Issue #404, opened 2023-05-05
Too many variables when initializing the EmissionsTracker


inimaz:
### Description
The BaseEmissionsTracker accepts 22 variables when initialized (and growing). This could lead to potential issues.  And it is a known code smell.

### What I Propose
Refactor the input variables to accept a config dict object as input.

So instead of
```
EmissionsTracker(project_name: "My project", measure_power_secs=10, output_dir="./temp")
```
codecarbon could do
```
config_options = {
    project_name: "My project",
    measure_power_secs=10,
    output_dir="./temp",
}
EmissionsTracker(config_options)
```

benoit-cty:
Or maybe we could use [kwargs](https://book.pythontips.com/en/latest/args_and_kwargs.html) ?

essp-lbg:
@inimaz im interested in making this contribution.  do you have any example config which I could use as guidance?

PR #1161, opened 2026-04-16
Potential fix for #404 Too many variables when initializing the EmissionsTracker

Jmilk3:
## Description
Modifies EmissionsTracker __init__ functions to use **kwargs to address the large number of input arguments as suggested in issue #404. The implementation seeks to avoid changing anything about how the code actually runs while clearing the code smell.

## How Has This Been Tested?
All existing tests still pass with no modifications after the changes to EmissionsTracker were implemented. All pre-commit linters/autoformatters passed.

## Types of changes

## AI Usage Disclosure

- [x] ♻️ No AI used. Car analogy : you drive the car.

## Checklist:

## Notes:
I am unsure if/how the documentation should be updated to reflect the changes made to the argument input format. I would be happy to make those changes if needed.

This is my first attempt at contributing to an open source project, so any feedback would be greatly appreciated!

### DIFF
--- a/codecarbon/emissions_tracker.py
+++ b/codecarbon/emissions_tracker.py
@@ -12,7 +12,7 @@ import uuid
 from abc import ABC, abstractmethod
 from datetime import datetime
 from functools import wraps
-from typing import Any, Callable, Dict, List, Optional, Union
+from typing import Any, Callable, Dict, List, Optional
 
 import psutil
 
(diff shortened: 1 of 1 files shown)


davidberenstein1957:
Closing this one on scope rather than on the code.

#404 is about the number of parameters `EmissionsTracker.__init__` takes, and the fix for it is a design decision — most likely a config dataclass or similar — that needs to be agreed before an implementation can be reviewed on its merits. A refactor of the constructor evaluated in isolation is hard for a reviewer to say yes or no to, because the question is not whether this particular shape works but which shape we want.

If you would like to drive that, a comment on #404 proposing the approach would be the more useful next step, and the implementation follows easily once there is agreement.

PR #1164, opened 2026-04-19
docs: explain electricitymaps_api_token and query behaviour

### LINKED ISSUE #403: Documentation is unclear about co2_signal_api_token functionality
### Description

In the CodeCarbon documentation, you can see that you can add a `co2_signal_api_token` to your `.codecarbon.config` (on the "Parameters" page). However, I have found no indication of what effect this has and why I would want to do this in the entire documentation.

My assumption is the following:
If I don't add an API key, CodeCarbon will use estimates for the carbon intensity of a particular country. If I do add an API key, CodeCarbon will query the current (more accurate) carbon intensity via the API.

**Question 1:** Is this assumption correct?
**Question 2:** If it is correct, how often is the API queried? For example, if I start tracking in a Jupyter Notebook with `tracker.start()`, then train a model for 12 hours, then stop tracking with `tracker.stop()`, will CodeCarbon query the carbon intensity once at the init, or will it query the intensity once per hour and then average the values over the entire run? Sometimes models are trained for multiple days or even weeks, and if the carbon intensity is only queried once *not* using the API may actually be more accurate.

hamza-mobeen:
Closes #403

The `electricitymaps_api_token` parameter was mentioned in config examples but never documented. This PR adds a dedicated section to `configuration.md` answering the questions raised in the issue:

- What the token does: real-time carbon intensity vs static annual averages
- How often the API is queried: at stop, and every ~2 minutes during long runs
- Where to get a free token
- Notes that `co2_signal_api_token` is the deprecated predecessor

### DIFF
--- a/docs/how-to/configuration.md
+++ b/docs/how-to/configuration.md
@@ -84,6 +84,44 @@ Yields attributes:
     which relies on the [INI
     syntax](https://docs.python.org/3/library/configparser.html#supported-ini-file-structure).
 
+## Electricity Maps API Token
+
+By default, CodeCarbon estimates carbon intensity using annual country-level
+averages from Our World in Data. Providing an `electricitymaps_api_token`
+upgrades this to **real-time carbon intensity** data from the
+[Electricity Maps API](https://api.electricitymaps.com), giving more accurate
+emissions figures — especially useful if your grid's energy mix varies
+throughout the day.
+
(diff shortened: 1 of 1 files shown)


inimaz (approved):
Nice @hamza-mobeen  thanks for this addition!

================

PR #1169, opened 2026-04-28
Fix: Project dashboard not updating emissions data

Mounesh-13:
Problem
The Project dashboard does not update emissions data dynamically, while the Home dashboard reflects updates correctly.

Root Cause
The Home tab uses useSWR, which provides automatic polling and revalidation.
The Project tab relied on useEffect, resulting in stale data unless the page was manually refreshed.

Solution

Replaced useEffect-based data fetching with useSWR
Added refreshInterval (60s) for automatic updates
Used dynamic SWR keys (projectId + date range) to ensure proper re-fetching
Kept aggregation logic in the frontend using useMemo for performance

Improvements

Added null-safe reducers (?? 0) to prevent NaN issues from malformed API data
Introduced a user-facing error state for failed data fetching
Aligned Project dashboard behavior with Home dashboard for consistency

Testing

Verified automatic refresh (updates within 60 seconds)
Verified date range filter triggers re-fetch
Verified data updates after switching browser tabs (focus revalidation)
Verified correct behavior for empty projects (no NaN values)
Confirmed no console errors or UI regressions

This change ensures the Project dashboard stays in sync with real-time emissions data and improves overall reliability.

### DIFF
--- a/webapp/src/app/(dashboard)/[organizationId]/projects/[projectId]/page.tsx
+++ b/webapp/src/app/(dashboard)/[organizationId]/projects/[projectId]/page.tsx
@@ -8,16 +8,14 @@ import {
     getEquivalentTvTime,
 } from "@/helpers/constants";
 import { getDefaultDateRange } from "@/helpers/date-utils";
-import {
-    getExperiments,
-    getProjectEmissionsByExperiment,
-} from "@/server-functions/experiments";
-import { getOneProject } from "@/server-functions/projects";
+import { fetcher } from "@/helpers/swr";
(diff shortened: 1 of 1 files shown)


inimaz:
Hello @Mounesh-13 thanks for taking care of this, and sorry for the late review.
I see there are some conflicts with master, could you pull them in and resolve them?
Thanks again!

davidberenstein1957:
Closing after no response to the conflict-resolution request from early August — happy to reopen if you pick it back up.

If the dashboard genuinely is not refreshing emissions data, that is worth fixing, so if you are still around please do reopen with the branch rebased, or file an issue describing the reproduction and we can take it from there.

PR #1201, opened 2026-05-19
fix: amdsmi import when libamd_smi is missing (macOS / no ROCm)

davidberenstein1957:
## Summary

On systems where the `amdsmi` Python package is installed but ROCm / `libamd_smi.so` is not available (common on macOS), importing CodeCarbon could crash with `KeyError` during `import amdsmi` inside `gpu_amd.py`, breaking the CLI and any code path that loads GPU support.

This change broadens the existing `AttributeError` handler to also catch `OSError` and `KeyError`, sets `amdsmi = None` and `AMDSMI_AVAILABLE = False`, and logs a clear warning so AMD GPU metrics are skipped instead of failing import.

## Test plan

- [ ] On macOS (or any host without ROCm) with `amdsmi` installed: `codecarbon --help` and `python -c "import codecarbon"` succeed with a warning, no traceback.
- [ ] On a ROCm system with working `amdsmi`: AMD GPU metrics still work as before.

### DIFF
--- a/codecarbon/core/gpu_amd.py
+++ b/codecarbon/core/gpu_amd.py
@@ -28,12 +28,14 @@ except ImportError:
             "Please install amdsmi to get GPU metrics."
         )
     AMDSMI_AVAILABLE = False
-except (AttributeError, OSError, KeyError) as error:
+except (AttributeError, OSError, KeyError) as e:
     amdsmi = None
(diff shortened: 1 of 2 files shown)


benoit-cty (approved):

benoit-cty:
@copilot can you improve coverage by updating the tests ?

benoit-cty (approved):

================

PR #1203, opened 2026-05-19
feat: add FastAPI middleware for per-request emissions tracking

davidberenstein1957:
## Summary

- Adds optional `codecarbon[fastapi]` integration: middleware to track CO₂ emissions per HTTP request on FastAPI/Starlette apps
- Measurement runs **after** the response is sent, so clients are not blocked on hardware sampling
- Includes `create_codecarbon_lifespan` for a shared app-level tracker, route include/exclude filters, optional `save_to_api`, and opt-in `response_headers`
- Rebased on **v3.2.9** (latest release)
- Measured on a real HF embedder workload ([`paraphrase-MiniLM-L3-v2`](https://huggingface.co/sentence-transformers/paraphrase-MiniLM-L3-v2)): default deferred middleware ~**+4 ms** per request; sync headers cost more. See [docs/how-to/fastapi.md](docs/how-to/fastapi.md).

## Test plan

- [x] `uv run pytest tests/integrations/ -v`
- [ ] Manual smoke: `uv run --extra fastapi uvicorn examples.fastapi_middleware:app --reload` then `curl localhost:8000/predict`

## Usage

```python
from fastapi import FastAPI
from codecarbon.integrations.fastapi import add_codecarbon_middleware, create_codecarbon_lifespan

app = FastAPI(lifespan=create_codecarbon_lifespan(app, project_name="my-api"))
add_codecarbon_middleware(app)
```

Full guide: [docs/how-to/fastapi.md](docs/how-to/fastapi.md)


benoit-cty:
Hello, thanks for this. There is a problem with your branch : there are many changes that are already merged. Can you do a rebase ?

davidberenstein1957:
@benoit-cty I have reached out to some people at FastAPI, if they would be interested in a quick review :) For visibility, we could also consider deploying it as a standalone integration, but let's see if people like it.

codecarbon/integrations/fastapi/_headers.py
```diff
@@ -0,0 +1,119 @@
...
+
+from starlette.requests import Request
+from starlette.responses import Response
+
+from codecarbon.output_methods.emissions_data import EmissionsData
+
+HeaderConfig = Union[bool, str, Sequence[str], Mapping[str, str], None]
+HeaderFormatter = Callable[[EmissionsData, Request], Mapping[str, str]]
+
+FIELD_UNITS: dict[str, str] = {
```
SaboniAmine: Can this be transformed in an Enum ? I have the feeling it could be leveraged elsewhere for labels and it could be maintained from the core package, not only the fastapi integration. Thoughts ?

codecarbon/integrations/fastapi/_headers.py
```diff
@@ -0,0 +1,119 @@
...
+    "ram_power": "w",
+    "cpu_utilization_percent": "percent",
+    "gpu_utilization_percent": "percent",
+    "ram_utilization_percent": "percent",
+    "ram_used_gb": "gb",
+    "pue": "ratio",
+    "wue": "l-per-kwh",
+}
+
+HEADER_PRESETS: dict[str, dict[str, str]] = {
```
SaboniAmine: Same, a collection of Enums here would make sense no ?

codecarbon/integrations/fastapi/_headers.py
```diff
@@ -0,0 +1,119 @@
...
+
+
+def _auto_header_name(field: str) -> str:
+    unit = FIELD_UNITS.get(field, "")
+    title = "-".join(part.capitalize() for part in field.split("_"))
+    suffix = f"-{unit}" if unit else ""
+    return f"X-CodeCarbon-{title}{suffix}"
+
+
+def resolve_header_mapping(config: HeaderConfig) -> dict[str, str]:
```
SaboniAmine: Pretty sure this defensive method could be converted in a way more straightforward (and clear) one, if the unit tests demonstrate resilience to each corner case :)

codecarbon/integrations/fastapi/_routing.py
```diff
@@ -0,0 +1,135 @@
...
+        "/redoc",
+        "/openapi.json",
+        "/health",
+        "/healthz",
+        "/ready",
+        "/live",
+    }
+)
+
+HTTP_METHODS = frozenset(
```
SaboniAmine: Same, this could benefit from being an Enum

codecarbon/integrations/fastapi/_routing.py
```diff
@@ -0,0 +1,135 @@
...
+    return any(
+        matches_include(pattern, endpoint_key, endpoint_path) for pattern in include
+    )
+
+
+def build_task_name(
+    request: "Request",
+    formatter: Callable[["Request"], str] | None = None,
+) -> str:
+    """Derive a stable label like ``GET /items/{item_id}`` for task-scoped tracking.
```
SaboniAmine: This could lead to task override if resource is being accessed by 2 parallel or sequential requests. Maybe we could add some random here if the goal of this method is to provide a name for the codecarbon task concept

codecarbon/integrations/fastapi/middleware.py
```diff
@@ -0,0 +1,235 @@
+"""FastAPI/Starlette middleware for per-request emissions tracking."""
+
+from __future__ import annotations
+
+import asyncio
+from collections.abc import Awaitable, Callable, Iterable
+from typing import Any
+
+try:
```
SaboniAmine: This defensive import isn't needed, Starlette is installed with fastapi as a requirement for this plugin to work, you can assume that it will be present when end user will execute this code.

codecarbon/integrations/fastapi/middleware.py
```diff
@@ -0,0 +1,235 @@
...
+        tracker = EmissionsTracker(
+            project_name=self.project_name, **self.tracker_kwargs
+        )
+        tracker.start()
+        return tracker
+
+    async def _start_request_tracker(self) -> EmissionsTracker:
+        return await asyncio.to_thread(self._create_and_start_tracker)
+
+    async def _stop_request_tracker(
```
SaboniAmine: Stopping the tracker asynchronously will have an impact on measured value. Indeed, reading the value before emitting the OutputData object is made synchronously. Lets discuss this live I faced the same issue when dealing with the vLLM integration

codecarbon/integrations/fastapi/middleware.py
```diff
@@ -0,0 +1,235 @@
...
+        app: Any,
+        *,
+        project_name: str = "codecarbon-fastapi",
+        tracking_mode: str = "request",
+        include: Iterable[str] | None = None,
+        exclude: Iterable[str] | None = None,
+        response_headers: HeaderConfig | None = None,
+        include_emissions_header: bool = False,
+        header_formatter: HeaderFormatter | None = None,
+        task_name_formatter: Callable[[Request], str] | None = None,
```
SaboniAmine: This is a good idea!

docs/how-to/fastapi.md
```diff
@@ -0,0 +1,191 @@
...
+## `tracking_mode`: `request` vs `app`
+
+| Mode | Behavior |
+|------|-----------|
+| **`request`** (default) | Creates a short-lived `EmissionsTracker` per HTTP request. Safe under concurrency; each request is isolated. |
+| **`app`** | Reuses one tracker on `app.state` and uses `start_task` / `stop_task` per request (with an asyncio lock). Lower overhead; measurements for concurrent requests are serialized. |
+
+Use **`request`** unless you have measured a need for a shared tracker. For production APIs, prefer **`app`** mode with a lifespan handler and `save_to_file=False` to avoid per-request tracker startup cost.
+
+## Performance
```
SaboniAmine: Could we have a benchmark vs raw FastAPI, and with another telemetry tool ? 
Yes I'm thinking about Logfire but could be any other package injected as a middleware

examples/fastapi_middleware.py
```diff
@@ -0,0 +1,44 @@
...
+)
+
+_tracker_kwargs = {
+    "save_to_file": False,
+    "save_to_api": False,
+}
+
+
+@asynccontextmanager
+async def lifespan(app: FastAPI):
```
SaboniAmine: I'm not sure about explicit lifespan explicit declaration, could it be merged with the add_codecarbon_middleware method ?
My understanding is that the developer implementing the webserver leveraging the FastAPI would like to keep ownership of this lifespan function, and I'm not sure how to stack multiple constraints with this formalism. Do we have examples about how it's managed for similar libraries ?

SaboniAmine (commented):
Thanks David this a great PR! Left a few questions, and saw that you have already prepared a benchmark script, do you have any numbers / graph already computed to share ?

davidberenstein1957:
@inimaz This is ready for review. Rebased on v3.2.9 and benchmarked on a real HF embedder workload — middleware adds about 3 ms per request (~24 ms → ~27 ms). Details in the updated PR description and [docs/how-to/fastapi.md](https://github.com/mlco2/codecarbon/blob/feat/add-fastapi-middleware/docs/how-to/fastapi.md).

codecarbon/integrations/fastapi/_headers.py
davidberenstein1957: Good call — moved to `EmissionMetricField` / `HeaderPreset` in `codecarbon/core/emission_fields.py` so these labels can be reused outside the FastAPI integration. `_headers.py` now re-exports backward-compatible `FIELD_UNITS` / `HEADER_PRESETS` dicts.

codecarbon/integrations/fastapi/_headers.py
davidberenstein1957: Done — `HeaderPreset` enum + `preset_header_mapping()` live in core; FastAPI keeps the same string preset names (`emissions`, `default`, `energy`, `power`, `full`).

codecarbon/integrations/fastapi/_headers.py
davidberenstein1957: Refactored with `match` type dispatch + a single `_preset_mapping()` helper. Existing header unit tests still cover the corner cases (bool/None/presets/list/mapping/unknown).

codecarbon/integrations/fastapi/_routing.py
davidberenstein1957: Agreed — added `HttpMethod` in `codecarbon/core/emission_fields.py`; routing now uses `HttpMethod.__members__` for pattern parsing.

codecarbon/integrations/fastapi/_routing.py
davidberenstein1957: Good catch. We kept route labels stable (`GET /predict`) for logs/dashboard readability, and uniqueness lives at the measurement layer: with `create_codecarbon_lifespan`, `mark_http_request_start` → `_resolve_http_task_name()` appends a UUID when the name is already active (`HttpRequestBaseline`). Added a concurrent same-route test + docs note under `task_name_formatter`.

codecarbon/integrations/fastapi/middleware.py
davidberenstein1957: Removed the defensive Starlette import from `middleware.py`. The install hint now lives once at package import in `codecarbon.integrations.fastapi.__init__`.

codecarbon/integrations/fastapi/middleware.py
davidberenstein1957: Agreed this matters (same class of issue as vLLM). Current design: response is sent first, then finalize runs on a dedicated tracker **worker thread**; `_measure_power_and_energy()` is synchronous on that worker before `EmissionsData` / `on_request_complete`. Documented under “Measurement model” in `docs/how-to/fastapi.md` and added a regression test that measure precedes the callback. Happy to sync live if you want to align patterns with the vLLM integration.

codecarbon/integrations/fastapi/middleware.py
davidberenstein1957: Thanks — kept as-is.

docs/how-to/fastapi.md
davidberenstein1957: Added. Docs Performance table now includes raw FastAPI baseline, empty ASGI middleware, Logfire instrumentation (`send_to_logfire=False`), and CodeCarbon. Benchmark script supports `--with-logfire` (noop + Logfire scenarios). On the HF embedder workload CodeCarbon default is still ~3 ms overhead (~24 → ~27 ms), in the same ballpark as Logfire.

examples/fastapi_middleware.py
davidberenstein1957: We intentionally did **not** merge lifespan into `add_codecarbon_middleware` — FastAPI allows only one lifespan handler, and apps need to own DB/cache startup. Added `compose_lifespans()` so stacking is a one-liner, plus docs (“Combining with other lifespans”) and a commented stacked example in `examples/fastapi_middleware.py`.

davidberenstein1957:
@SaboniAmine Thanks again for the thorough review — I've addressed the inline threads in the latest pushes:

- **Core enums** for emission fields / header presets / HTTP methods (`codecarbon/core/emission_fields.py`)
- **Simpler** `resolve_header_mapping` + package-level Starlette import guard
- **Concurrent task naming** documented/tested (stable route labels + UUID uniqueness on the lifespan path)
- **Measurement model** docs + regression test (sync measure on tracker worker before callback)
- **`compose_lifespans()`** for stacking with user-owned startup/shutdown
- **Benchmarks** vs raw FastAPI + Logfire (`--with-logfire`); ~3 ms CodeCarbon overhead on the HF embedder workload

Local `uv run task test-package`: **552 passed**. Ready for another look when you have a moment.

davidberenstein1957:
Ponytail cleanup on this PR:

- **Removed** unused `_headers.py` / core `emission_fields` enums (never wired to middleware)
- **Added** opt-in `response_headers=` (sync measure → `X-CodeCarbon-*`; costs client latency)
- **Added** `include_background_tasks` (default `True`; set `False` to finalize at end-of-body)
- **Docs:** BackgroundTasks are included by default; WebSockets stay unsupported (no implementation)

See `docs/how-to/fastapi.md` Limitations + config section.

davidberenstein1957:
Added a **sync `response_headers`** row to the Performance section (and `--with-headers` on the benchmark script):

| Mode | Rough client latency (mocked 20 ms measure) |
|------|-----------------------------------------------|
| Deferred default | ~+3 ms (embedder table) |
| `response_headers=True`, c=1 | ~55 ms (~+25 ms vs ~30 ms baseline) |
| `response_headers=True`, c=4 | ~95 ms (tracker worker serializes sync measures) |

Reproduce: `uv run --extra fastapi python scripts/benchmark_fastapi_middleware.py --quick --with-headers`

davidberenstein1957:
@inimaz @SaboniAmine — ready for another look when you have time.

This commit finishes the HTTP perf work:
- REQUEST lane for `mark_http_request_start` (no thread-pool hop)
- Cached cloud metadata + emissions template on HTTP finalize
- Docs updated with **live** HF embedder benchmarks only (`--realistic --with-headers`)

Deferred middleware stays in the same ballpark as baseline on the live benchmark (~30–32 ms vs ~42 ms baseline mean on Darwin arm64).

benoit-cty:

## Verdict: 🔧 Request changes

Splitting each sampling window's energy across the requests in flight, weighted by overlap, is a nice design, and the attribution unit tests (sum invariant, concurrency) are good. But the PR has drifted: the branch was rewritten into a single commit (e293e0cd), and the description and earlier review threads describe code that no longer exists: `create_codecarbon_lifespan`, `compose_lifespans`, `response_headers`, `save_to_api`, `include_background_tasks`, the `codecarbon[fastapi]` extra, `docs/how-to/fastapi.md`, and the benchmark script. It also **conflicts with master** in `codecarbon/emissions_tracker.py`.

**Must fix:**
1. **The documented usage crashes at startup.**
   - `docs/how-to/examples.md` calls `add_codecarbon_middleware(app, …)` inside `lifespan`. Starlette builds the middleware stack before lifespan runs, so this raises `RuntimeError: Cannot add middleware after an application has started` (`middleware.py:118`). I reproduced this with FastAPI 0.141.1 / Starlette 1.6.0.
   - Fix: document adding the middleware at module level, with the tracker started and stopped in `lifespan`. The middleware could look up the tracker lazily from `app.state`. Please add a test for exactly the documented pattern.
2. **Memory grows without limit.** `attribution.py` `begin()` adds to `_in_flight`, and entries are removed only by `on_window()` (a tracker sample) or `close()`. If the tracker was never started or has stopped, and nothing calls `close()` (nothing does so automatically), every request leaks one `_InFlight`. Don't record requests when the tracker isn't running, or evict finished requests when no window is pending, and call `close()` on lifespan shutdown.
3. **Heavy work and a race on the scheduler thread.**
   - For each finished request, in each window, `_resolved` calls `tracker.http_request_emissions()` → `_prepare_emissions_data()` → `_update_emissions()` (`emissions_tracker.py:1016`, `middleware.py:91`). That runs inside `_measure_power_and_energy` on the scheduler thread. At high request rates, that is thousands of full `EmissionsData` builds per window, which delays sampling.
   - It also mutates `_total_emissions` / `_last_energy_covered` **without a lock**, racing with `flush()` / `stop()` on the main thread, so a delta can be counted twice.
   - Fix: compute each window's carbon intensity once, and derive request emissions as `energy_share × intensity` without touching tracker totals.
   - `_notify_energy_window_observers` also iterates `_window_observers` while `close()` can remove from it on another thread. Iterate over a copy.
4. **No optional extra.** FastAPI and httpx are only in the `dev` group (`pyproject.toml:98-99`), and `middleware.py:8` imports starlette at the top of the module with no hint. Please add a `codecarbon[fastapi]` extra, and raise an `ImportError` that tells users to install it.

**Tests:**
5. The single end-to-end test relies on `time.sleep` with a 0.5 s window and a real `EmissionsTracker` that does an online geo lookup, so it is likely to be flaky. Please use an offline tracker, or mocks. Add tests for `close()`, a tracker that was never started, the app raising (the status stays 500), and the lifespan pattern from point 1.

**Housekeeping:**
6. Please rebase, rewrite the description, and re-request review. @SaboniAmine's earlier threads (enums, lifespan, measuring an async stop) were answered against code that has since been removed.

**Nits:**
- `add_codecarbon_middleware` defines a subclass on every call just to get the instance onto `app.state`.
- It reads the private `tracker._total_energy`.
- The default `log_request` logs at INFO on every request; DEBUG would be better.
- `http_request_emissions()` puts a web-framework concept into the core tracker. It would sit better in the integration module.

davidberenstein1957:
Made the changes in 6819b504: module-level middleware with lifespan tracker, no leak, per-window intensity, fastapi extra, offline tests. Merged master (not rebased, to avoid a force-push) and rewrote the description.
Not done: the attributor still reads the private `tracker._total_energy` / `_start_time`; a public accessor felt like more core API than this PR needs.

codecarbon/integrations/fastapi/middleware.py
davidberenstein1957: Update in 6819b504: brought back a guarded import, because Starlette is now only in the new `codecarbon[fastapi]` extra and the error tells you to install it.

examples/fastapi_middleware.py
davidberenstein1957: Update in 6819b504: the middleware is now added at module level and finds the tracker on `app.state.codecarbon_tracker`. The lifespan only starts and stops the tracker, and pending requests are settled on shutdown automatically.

================

Repeat, word for word, the lines above between the line holding "Issue #404, opened 2023-05-05" and the line holding "from datetime import datetime", inclusive; omit everything else.

RESULT BELOW —
Issue #404, opened 2023-05-05
Too many variables when initializing the EmissionsTracker


inimaz:
### Description
The BaseEmissionsTracker accepts 22 variables when initialized (and growing). This could lead to potential issues.  And it is a known code smell.

### What I Propose
Refactor the input variables to accept a config dict object as input.

So instead of
```
EmissionsTracker(project_name: "My project", measure_power_secs=10, output_dir="./temp")
```
codecarbon could do
```
config_options = {
    project_name: "My project",
    measure_power_secs=10,
    output_dir="./temp",
}
EmissionsTracker(config_options)
```

benoit-cty:
Or maybe we could use [kwargs](https://book.pythontips.com/en/latest/args_and_kwargs.html) ?

essp-lbg:
@inimaz im interested in making this contribution.  do you have any example config which I could use as guidance?

PR #1161, opened 2026-04-16
Potential fix for #404 Too many variables when initializing the EmissionsTracker

Jmilk3:
## Description
Modifies EmissionsTracker __init__ functions to use **kwargs to address the large number of input arguments as suggested in issue #404. The implementation seeks to avoid changing anything about how the code actually runs while clearing the code smell.

## How Has This Been Tested?
All existing tests still pass with no modifications after the changes to EmissionsTracker were implemented. All pre-commit linters/autoformatters passed.

## Types of changes

## AI Usage Disclosure

- [x] ♻️ No AI used. Car analogy : you drive the car.

## Checklist:

## Notes:
I am unsure if/how the documentation should be updated to reflect the changes made to the argument input format. I would be happy to make those changes if needed.

This is my first attempt at contributing to an open source project, so any feedback would be greatly appreciated!

### DIFF
--- a/codecarbon/emissions_tracker.py
+++ b/codecarbon/emissions_tracker.py
@@ -12,7 +12,7 @@ import uuid
 from abc import ABC, abstractmethod
 from datetime import datetime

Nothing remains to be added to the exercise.